- About this task
The records are to be copied exactly and in full.

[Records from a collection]
▬▬▬

PR #5064, opened 2023-07-14
Diagnostic message changes

MaryaBelanger:
I just added some [very minor edits](https://dart-review.googlesource.com/c/sdk/+/309780) to the diagnostic messages file in the sdk. I followed [these steps](https://github.com/dart-lang/site-www/issues/1949#issuecomment-535257768) to copy the generated file from there to here.

However, there seems to be some other changes that I didn't make that are also new to the site-www version of the diagnostics. I checked side by side and they seem to have been recently added in the last few weeks, so maybe we just haven't updated the site since then. 

_Fixes #4740_


parlough (approved):
Thank you!

Issue #5054, opened 2023-07-10
Move diagnostic glossary entries to site-wide glossary


parlough:
Really rough steps. Feel free to rewrite :) 

- [x] 1. Add entries to dart.dev/resources/glossary with any desired copy/technical updates (https://github.com/dart-lang/site-www/pull/5066)
- [x] 2. Update links in the SDK generator to link to `/glossary/<word>` (https://dart-review.googlesource.com/c/sdk/+/313960)
- [x] 3. Remove old glossary entries from `generate.dart` (https://dart-review.googlesource.com/c/sdk/+/313960)
- [ ] 4. Update version of diagnostic messages file on site-www #5070

MaryaBelanger:
> 2. Update links in the SDK generator to link to /glossary/<word>

Does this mean I need to update links in [`generate.dart`](https://github.com/dart-lang/sdk/blob/master/pkg/analyzer/tool/diagnostics/generate.dart)? Or just as normal in `messages.yaml`, then run the generation tool?

And I'm guessing after generating `diagnostics.md` in the sdk, I'll have to copy it over here as with any diagnostic message updates? Thanks @parlough!

parlough:
I apologize for not being super clear, I just made this issue pretty quickly. 

> 2. Update links in the SDK generator to link to /glossary/<word>
>
> Edit: Flip flopping again, did you mean I need to update the links on lines [241](https://github.com/dart-lang/sdk/blob/master/pkg/analyzer/tool/diagnostics/generate.dart#L241)-247 in generate.dart?

There are two potential solutions, I was originally thinking the first one but both are fine. Let me know what you think :) 

1. You can keep the link definitions in https://github.com/dart-lang/sdk/blob/acd2ad41b66187564b65d93cd70538c01727c720/pkg/analyzer/tool/diagnostics/generate.dart#L241-L247 but just update them to point the glossary entries. This way you don't need to update a bunch of links in `messages.yml` which use the link definitions.
2. You can specifying the links in each diagnostic message they are used in and remove those link definitions.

▬▬▬

- Reply to the task
PR #5064, opened 2023-07-14
Diagnostic message changes

MaryaBelanger:
I just added some [very minor edits](https://dart-review.googlesource.com/c/sdk/+/309780) to the diagnostic messages file in the sdk. I followed [these steps](https://github.com/dart-lang/site-www/issues/1949#issuecomment-535257768) to copy the generated file from there to here.

However, there seems to be some other changes that I didn't make that are also new to the site-www version of the diagnostics. I checked side by side and they seem to have been recently added in the last few weeks, so maybe we just haven't updated the site since then. 

_Fixes #4740_


parlough (approved):
Thank you!

Issue #5054, opened 2023-07-10
Move diagnostic glossary entries to site-wide glossary


parlough:
Really rough steps. Feel free to rewrite :) 

- [x] 1. Add entries to dart.dev/resources/glossary with any desired copy/technical updates (https://github.com/dart-lang/site-www/pull/5066)
- [x] 2. Update links in the SDK generator to link to `/glossary/<word>` (https://dart-review.googlesource.com/c/sdk/+/313960)
- [x] 3. Remove old glossary entries from `generate.dart` (https://dart-review.googlesource.com/c/sdk/+/313960)
- [ ] 4. Update version of diagnostic messages file on site-www #5070

MaryaBelanger:
> 2. Update links in the SDK generator to link to /glossary/<word>

Does this mean I need to update links in [`generate.dart`](https://github.com/dart-lang/sdk/blob/master/pkg/analyzer/tool/diagnostics/generate.dart)? Or just as normal in `messages.yaml`, then run the generation tool?

And I'm guessing after generating `diagnostics.md` in the sdk, I'll have to copy it over here as with any diagnostic message updates? Thanks @parlough!

parlough:
I apologize for not being super clear, I just made this issue pretty quickly. 

> 2. Update links in the SDK generator to link to /glossary/<word>
>
> Edit: Flip flopping again, did you mean I need to update the links on lines [241](https://github.com/dart-lang/sdk/blob/master/pkg/analyzer/tool/diagnostics/generate.dart#L241)-247 in generate.dart?

There are two potential solutions, I was originally thinking the first one but both are fine. Let me know what you think :) 

1. You can keep the link definitions in https://github.com/dart-lang/sdk/blob/acd2ad41b66187564b65d93cd70538c01727c720/pkg/analyzer/tool/diagnostics/generate.dart#L241-L247 but just update them to point the glossary entries. This way you don't need to update a bunch of links in `messages.yml` which use the link definitions.
2. You can specifying the links in each diagnostic message they are used in and remove those link definitions.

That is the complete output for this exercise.